Mas, com isso, a ruína torna-se, não obstante, um fenômeno mais

significativo e pleno de sentido que os fragmentos de outras obras de arte

destruídas. Uma pintura, da qual partículas de cor tenham caído, uma estátua

com membros mutilados, um texto poético antigo, do qual palavras e versos se

perderam - todos atuam somente a partir do que neles ainda existe de

formação artística ou daquilo que a fantasia pode construir baseando-se nesse

resto: sua visão não constitui nenhuma unidade estética, ela não oferece nada

mais que uma obra de arte subtraída de determinadas partes. Ao contrário, a

ruína da obra arquitetônica significa que naquelas partes destruídas e

desaparecidas da obra de arte outras forças e formas - aquelas da natureza -

cresceram e constituíram uma nova totalidade, uma unidade característica, a

partir do que de arte ainda vive nela e do que de natureza já vive nela.
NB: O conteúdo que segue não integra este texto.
PR #816, opened 2023-05-10
Email doesn't show up immediately in the Inbox zimbra

mohsenmkh1993:
I dont know the reason why thr contents of emails are not display in the zimbra mailbox?


silentsakky:
Not sure why this PR is opened, closing it.

PR #819, opened 2023-05-18
PREAPPS-7295: Disable modern web app

lavegupta:


WebRoot/public/login.jsp
```diff
@@ -90,18 +90,24 @@
 
 <%
     // check if modern package exists
-    Boolean modernSupported = (Boolean) application.getAttribute("modernSupported");
-    if(modernSupported == null) {
+    Boolean isIndexFileExist = (Boolean) application.getAttribute("isIndexFileExist");
```
silentsakky, line 93:
```suggestion
    Boolean indexFileExists = (Boolean) application.getAttribute("indexFileExists");
```

WebRoot/public/login.jsp
```diff
@@ -90,18 +90,24 @@
...
         }
-        application.setAttribute("modernSupported", modernSupported);
+        application.setAttribute("isIndexFileExist", isIndexFileExist);
     }
 %>
-<c:set var="modernSupported" value="<%=modernSupported%>" />
+
+<c:set var="isIndexFileExist" value="<%=isIndexFileExist%>" />
+
+<zm:getDomainInfo var="domainInfo" by="virtualHostname" value="${zm:getServerName(pageContext)}"/>
```
silentsakky, line 107: on line 21 also we are doing same call, we should see if we can merge it

WebRoot/js/zimbraMail/share/model/ZmSettings.js
```diff
@@ -892,6 +892,8 @@ function() {
 	this.registerSetting("PUBLIC_URL",						{type:ZmSetting.T_CONFIG});
 	this.registerSetting("ADMIN_URL",						{type:ZmSetting.T_CONFIG});
 	this.registerSetting("DISABLE_SENSITIVE_ZIMLETS_IN_MIXED_MODE",		{type:ZmSetting.T_CONFIG});
+	this.registerSetting("DISABLE_MODERN_CLIENT",			{name:"zimbraModernWebClientDisabled", type:ZmSetting.T_DOMAIN, dataType:ZmSetting.D_BOOLEAN, defaultValue:false});
```
k-kato, line 895: A name of an attribute is usually `...Enabled` for boolean type. Is there any reason not to define `zimbraModernWebClientEnabled` with default value `TRUE`?

k-kato:
[Dockerfile](https://github.com/Zimbra/zm-web-client/blob/develop/Dockerfile) needs to be updated as well.

WebRoot/js/zimbraMail/share/model/ZmSettings.js
silentsakky: yes we can do that, only concern with that is if somehow ldap attribute is not present then by default this logic will show modern ui option but if we change it to Enabled then by default it will hide the option

k-kato: I got it. Let's keep it as it is.

lavegupta: Changed it to **zimbraModernWebClientEnabled** and made default value **TRUE**

WebRoot/public/login.jsp
lavegupta: Done

WebRoot/public/login.jsp
```diff
@@ -90,18 +90,23 @@
...
-        application.setAttribute("modernSupported", modernSupported);
+        application.setAttribute("indexFileExists", indexFileExists);
     }
 %>
-<c:set var="modernSupported" value="<%=modernSupported%>" />
+
+<c:set var="indexFileExists" value="<%=indexFileExists%>" />
+
+<c:set var="modernWebClientEnabled" value="${domainInfo.attrs.zimbraModernWebClientEnabled}" />
+<c:set var="modernSupported" value="${(modernWebClientEnabled) and (indexFileExists)}" />
```
silentsakky, line 108:
```suggestion
<c:set var="modernSupported" value="${modernWebClientEnabled and indexFileExists}" />
```

miteshsavani810 (approved):

WebRoot/public/login.jsp
lavegupta: Done

silentsakky (approved):

zimsuchitgupta (approved):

Certamente, no que se refere à finalidade que o espírito materializou no palácio

e na igreja, no castelo e no átrio, no aqueduto e nos monumentos, sua forma

desmoronada constitui um acaso desprovido de sentido; somente um novo

sentido acolhe este acaso, abarcando-o junto com a formação espiritual numa

unidade não mais fundamentada em uma finalidade humana, mas na finalidade

profunda, onde esta configuração espiritual e o tecer das forças naturais

inconscientes superam suas raízes comuns. Por isso, falta a algumas ruínas

romanas, não importando quão interessante elas sejam, a sedução específica

da ruína: na medida em que notadamente se percebe nelas a destruição pelo

homem; posto que isso contradiz a oposição entre obra humana e efeito da

natureza, na qual se apóia o significado da ruína como tal.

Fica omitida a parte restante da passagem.